## [TO DO]
Look through the entries and report how many lines include the word "summary". Give the number alone.

#####

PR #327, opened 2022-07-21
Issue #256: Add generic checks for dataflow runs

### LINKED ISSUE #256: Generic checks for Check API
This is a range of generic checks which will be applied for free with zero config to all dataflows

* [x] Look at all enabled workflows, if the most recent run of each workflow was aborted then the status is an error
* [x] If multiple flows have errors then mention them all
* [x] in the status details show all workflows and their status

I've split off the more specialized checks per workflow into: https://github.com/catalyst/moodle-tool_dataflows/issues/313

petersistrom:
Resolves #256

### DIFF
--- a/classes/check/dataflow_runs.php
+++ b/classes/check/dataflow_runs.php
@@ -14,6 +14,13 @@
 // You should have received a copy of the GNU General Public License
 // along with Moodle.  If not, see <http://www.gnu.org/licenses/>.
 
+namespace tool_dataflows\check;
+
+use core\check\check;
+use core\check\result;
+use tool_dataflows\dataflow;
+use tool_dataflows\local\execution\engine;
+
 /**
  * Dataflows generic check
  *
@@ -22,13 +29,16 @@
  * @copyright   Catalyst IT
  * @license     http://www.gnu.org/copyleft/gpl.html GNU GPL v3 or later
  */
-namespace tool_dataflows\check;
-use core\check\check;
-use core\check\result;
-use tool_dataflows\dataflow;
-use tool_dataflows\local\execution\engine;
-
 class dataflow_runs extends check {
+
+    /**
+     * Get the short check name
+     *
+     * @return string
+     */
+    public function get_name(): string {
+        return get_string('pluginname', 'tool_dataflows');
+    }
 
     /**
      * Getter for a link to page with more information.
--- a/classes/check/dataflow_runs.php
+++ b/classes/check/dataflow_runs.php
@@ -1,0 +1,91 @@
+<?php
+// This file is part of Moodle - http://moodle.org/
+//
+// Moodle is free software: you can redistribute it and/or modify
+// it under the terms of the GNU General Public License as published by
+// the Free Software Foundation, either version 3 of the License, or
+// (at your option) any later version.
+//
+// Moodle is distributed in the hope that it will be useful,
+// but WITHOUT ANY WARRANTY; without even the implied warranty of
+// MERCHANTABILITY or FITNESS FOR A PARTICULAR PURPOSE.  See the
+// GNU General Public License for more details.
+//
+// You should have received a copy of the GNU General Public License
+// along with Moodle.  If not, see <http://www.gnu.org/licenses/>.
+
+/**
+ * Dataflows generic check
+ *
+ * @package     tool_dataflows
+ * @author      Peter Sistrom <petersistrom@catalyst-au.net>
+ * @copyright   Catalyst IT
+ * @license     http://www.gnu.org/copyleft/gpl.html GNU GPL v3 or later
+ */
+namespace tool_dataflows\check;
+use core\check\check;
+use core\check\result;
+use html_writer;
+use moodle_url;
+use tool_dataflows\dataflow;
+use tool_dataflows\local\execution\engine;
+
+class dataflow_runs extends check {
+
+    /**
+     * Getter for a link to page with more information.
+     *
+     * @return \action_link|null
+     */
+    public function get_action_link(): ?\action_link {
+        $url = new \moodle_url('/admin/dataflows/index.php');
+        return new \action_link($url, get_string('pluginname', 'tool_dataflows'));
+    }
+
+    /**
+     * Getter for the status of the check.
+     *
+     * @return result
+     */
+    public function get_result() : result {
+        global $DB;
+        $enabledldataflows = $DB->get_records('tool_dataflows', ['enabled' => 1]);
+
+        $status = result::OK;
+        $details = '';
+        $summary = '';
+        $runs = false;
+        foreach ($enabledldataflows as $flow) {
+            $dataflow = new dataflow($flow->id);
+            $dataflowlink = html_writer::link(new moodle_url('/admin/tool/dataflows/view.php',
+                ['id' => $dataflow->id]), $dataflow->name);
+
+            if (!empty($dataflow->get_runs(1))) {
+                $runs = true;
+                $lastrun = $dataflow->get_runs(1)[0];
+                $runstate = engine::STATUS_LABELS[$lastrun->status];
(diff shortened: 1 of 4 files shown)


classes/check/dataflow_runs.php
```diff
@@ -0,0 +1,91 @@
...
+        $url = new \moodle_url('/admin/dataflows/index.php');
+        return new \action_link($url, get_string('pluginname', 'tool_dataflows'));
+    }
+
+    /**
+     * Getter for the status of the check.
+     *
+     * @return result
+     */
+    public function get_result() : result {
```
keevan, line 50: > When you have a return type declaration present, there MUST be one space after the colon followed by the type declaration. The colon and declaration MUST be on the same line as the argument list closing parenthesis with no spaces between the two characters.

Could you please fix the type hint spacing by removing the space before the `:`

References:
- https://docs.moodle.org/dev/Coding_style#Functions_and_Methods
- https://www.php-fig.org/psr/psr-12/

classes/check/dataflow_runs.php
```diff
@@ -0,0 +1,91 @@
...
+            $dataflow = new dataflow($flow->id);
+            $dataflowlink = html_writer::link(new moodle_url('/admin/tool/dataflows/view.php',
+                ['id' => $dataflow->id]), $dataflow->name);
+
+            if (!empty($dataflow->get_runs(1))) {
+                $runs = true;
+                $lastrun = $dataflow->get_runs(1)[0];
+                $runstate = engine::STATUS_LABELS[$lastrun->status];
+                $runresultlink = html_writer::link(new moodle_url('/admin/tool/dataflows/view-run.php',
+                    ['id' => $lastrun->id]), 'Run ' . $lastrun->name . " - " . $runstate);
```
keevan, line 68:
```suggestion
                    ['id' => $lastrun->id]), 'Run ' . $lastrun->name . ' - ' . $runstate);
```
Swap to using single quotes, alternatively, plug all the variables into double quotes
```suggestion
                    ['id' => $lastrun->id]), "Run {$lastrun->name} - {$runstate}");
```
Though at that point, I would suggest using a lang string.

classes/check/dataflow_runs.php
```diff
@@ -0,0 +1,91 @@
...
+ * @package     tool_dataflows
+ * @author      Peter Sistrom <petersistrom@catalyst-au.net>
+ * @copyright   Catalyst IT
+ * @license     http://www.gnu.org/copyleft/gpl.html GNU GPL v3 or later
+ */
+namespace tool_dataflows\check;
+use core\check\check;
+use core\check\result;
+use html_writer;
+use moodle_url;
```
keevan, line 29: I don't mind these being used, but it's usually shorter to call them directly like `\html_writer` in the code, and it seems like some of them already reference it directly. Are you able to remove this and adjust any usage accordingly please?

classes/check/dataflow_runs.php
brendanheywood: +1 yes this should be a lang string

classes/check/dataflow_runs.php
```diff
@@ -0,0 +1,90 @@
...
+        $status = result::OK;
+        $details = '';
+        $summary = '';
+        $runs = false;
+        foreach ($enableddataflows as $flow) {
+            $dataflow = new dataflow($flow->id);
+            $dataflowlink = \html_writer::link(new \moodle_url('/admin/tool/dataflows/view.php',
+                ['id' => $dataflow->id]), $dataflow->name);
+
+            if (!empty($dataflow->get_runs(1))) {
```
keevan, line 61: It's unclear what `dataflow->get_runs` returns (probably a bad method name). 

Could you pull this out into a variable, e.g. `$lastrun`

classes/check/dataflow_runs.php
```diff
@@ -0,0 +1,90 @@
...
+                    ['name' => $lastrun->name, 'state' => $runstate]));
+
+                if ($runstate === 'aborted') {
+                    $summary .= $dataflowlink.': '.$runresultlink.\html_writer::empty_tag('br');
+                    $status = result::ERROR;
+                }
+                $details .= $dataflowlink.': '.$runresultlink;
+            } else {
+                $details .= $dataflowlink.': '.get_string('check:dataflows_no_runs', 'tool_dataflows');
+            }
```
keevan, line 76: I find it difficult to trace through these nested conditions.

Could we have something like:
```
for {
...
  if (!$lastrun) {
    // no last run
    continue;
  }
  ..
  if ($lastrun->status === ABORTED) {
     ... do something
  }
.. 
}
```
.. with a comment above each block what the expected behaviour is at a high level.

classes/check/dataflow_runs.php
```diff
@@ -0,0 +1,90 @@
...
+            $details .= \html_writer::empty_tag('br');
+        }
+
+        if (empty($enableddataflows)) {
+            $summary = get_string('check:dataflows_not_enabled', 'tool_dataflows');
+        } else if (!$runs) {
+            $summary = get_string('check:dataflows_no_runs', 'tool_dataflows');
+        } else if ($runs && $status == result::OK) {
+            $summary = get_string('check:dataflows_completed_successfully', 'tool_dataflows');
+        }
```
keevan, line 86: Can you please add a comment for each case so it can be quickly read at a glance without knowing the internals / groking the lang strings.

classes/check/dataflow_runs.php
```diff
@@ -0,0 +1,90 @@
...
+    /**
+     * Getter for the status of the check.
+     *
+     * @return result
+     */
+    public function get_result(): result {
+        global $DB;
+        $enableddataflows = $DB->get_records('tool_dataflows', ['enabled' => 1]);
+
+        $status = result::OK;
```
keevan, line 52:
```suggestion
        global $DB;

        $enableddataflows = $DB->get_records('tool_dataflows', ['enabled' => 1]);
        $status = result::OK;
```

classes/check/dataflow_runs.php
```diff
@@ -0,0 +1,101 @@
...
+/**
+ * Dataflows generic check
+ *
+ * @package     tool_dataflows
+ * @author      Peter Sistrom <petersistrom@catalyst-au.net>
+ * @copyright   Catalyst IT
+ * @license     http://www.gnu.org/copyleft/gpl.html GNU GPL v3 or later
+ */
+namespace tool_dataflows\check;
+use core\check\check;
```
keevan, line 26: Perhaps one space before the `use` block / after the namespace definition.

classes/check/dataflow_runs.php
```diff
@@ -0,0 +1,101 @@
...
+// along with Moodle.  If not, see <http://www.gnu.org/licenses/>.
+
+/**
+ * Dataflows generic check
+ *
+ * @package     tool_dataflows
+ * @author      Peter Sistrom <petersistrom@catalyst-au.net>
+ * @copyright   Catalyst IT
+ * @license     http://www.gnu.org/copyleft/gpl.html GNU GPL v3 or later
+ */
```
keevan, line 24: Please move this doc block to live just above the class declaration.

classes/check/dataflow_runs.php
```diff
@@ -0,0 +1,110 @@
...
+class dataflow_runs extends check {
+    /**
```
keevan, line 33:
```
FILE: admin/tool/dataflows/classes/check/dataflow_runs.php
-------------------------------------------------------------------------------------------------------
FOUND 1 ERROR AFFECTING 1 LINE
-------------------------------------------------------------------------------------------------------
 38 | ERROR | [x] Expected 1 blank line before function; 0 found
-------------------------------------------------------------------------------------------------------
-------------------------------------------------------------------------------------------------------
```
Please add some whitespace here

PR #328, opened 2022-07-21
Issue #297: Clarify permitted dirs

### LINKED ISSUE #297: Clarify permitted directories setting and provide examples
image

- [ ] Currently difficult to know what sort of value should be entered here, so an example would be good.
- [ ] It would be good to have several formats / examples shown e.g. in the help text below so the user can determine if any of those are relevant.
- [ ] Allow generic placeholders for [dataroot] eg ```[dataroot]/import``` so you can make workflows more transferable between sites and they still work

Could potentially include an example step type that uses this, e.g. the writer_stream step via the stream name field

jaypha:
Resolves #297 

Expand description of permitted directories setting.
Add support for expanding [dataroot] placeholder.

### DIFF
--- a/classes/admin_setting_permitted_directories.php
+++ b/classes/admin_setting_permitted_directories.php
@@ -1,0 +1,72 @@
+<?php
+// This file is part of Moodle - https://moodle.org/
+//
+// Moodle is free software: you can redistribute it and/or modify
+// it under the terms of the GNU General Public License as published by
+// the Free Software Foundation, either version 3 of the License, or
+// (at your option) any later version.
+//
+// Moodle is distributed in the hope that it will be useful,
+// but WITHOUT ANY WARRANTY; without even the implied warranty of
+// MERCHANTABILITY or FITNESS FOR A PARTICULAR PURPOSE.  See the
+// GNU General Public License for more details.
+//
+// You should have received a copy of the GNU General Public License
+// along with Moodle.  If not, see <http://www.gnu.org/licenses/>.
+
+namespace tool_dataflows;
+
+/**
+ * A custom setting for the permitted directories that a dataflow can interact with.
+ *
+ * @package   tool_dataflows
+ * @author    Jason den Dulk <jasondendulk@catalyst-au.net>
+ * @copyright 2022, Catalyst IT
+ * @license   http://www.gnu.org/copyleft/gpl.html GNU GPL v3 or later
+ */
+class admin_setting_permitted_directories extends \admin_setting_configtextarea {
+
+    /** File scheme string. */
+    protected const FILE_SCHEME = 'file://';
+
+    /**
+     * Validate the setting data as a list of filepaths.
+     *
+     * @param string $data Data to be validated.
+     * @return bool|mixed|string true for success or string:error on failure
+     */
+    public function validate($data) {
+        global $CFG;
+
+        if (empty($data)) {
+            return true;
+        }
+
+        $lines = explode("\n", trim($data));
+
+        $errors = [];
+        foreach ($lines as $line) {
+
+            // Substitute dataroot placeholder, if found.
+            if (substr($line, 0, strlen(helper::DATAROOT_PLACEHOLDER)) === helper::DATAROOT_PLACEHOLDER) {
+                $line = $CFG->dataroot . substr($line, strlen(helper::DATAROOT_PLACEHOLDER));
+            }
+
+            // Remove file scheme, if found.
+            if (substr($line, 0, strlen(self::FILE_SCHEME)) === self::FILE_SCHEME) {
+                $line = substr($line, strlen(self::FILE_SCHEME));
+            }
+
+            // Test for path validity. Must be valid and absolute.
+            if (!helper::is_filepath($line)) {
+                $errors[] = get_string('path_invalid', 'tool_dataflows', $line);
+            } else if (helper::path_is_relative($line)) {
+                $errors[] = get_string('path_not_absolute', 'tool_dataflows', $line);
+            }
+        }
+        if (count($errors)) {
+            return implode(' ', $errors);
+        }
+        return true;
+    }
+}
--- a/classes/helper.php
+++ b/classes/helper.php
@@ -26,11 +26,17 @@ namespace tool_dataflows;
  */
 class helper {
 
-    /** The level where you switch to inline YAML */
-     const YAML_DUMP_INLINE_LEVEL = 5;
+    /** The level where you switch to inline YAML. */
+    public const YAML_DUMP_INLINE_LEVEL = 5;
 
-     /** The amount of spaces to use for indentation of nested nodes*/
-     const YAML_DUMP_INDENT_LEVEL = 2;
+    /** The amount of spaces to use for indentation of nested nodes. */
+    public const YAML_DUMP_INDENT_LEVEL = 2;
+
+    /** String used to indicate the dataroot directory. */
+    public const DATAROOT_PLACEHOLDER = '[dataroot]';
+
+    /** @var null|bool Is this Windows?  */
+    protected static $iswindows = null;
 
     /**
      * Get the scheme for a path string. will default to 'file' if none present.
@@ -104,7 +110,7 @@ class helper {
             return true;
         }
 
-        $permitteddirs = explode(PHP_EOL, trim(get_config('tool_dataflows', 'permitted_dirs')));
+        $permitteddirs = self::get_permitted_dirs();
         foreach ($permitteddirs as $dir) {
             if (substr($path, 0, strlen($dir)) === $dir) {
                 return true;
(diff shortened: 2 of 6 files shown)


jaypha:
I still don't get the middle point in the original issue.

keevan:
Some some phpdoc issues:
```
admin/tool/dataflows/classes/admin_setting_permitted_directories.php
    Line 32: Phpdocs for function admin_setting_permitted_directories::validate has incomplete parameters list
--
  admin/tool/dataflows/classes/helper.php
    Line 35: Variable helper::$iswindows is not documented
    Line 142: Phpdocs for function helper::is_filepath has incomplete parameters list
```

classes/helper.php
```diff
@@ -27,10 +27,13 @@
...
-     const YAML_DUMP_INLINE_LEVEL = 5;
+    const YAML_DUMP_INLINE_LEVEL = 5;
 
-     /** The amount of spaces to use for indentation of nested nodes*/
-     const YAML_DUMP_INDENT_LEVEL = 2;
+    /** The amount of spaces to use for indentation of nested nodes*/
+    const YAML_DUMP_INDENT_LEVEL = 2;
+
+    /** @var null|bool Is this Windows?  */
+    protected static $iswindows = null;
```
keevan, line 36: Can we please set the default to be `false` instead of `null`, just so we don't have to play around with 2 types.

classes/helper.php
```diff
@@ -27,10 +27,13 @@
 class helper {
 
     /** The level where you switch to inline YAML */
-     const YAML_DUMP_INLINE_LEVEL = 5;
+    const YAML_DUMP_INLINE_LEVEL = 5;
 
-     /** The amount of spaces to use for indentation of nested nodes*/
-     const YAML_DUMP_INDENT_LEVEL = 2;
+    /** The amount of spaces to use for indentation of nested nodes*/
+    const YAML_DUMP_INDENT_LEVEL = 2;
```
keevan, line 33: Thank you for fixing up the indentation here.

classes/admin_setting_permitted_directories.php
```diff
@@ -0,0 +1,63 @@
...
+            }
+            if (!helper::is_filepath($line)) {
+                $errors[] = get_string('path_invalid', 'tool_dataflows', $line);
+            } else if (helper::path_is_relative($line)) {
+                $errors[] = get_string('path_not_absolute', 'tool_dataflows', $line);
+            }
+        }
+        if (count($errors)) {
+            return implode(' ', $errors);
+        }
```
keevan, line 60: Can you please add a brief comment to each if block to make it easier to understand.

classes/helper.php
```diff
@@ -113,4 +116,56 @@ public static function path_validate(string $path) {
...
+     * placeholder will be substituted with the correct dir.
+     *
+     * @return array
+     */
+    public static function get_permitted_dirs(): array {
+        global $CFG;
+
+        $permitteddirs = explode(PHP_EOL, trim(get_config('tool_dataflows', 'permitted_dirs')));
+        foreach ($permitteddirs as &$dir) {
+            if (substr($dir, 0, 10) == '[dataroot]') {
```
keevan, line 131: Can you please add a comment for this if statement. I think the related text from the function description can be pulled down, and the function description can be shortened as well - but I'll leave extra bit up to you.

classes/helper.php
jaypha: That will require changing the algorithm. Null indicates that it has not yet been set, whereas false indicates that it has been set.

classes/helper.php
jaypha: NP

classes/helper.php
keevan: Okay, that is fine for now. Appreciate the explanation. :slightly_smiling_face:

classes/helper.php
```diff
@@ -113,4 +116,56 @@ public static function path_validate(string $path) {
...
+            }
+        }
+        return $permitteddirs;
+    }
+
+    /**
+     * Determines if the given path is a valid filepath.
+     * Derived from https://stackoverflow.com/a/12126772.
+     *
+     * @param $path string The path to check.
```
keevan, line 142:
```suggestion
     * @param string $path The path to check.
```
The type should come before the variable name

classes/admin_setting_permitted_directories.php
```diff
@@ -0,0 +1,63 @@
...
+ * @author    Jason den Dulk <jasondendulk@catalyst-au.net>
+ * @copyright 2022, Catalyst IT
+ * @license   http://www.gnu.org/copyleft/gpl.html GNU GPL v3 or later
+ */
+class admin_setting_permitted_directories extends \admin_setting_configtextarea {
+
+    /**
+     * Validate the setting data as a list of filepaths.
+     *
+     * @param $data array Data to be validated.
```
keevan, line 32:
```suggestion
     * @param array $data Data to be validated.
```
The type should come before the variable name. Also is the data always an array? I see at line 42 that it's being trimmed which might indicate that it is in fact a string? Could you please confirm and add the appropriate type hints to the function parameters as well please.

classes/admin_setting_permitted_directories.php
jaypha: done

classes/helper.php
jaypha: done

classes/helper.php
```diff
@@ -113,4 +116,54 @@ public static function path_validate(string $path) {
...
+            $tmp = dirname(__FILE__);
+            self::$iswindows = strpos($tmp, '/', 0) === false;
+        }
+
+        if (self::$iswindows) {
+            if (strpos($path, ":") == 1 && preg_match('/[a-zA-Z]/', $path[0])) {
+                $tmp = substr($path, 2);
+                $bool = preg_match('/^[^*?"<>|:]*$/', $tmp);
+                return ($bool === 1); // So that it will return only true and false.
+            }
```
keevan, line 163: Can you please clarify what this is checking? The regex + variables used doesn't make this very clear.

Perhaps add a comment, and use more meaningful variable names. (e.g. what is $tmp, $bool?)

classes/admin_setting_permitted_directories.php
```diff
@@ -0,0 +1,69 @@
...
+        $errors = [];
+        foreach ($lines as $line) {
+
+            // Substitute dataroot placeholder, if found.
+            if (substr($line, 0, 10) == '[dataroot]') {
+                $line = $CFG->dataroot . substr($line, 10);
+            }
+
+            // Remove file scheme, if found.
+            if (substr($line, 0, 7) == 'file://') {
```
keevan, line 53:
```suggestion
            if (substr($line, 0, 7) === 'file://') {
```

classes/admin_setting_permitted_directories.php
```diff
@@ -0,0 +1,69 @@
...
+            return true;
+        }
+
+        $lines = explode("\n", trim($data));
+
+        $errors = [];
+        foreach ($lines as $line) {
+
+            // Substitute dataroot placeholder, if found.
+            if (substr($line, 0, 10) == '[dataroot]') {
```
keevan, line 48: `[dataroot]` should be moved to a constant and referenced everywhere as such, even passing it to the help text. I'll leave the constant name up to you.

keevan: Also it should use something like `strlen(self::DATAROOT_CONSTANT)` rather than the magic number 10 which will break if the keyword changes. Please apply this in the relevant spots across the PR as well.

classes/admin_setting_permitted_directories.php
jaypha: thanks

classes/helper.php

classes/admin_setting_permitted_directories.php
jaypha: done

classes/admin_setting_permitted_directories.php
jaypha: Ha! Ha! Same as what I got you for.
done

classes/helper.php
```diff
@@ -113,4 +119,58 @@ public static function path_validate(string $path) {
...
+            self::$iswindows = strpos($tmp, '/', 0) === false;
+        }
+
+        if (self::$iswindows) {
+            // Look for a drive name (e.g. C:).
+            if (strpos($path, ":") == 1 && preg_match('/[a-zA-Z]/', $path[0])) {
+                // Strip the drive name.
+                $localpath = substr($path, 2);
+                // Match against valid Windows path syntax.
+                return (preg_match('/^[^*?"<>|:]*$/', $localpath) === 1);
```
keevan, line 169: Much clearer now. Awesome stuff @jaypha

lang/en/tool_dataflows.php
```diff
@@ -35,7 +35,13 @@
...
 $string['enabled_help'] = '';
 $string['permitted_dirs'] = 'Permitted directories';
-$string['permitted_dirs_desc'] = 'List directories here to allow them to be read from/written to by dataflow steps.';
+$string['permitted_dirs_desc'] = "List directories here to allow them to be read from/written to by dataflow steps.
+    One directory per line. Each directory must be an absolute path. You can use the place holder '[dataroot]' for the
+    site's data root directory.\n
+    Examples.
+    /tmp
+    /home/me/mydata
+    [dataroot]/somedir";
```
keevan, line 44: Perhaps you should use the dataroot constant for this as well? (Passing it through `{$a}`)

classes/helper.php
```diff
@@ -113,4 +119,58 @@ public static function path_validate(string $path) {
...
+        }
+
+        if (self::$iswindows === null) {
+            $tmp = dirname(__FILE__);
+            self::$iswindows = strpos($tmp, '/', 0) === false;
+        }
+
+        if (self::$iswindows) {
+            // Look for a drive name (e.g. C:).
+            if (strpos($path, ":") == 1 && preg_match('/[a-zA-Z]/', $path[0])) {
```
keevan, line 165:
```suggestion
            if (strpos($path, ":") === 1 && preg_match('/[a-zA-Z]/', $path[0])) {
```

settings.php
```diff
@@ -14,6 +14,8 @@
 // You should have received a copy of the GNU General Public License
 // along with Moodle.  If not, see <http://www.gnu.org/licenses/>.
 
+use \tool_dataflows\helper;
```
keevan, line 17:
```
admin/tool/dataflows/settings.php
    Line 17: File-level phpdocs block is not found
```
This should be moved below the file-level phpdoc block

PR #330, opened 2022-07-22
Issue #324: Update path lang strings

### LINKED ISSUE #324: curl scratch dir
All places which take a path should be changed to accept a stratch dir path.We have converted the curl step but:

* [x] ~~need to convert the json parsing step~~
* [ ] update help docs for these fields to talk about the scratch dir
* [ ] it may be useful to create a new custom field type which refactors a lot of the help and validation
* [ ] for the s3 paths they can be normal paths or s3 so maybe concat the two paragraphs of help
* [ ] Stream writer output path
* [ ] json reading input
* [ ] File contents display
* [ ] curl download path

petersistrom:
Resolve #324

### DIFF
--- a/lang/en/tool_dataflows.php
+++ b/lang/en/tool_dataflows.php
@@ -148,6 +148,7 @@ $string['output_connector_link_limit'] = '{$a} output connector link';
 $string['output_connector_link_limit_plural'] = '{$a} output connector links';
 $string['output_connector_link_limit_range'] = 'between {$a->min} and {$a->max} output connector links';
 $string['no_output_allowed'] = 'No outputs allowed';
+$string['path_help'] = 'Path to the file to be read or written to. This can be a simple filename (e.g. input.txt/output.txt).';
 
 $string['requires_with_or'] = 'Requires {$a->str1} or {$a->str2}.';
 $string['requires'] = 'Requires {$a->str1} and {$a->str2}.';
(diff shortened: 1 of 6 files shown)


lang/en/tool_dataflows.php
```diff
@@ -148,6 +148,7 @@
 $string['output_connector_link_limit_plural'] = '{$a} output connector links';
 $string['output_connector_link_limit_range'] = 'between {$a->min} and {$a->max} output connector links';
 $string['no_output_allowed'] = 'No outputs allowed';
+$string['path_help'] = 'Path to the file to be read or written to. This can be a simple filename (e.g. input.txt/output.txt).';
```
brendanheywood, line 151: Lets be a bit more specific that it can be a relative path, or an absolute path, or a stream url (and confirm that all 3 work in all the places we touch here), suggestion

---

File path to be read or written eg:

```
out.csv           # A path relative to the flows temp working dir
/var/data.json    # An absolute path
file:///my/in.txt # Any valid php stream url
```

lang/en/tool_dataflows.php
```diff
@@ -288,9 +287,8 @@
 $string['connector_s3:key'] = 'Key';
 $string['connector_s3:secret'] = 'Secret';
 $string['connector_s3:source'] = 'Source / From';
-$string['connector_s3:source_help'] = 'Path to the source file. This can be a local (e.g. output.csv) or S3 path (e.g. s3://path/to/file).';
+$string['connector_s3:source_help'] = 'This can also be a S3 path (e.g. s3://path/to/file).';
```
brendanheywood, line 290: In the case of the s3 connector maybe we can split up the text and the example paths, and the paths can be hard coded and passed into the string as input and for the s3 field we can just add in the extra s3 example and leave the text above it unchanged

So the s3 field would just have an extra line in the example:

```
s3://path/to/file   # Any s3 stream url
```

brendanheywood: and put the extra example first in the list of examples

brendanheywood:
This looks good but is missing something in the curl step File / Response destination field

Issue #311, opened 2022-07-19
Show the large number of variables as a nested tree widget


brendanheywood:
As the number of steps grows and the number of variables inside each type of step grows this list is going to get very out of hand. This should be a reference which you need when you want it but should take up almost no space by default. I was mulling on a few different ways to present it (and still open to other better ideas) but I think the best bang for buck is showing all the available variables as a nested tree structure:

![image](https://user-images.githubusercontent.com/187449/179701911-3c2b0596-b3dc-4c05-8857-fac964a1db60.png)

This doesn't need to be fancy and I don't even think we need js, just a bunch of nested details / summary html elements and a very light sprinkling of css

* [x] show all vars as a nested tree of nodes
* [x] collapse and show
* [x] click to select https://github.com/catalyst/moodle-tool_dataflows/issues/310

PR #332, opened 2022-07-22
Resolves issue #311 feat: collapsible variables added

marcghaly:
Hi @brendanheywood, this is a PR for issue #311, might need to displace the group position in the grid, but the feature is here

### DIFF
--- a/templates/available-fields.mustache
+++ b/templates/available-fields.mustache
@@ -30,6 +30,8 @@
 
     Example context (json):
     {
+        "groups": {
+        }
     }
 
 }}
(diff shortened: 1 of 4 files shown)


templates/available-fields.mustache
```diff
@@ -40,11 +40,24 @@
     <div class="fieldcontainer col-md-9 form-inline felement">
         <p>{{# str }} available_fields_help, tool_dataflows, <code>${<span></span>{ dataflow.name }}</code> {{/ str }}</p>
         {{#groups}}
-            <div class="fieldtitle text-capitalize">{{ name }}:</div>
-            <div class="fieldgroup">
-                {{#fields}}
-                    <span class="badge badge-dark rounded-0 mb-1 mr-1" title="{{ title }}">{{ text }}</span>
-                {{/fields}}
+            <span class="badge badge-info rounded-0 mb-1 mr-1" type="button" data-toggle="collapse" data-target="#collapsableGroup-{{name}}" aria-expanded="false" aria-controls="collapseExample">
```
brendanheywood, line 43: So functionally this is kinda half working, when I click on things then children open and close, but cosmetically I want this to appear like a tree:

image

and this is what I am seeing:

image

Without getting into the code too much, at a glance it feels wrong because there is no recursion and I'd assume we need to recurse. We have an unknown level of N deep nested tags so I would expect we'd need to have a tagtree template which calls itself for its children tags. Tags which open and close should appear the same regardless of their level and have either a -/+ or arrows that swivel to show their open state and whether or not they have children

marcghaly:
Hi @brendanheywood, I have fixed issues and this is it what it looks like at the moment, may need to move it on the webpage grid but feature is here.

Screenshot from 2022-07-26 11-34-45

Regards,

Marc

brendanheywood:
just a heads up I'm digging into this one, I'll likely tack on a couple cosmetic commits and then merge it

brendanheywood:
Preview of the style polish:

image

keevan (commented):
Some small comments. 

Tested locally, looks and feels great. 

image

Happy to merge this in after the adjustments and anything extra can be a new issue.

#####

## [RESULT OF THE EXERCISE]
7